Collected data:
PR #137, opened 2023-10-04
Make GetObjectType specializations inline

mikes-lunarg:
Avoid multiple definition compiler error


charles-lunarg (approved):
Whoops, thanks for finding and fixing this rather obvious mistake!

juan-lunarg (approved):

• YOUR OBJECTIVE
Each line of the data must be set down again as it is.

• TASK ANSWER
PR #137, opened 2023-10-04
Make GetObjectType specializations inline

mikes-lunarg:
Avoid multiple definition compiler error


charles-lunarg (approved):
Whoops, thanks for finding and fixing this rather obvious mistake!

juan-lunarg (approved):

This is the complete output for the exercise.